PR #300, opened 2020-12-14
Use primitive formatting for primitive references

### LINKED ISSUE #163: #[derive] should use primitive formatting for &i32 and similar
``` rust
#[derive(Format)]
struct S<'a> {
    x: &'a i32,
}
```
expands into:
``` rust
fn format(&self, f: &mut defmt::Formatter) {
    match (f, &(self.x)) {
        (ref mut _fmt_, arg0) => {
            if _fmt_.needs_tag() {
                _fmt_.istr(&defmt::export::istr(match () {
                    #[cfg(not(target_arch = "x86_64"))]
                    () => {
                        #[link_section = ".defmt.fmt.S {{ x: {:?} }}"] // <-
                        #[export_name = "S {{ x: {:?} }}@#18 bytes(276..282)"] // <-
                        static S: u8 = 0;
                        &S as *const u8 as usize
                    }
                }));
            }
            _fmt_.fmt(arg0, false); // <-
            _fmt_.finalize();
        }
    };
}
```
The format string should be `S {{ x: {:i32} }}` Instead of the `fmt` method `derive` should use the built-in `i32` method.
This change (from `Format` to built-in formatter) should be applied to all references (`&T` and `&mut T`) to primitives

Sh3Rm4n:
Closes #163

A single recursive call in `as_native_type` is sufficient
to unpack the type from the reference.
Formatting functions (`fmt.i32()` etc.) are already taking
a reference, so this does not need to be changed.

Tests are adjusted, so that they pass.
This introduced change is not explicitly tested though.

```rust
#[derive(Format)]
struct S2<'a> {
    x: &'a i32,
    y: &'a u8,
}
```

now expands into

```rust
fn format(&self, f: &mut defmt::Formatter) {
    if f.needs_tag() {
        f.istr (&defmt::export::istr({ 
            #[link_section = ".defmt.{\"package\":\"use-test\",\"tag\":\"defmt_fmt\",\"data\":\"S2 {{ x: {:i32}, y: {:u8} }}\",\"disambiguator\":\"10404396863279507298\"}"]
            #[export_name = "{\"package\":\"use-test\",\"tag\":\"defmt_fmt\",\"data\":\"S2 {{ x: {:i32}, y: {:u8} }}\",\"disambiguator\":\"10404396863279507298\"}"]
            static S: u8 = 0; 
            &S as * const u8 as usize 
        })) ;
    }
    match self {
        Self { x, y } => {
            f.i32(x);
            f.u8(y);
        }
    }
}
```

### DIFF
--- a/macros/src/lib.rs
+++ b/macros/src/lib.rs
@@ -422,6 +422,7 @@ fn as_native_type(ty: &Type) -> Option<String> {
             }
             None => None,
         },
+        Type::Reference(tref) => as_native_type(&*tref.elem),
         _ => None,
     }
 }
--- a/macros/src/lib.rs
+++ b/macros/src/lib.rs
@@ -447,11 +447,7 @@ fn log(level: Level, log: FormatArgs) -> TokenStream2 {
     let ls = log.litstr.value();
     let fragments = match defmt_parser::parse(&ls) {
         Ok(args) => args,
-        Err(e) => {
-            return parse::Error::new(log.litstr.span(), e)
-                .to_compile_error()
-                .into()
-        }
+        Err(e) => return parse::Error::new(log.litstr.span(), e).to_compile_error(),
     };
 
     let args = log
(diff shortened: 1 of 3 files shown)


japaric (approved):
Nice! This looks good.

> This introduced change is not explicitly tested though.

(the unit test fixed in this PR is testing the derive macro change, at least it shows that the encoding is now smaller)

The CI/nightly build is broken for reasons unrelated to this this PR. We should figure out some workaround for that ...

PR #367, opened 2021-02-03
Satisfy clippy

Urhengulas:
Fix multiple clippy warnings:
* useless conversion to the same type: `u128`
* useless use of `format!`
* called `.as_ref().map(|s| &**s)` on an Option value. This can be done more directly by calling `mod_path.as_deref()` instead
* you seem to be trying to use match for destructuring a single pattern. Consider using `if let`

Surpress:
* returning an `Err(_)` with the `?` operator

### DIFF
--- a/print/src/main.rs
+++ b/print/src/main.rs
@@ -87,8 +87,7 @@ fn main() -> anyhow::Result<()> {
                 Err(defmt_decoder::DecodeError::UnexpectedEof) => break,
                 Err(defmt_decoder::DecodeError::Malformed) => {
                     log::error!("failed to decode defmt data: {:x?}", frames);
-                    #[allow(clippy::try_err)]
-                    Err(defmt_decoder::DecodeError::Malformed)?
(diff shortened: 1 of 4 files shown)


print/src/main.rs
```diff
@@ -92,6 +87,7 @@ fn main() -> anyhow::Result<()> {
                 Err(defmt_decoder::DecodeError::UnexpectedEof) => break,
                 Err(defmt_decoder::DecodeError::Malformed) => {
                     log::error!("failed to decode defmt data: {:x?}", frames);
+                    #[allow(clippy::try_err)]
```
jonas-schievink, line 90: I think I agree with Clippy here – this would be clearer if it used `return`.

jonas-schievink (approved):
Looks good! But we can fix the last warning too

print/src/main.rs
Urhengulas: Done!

----

Exercise directions —
Display each line of the data where "references" occurs.

Problem solution —
Use primitive formatting for primitive references
This change (from `Format` to built-in formatter) should be applied to all references (`&T` and `&mut T`) to primitives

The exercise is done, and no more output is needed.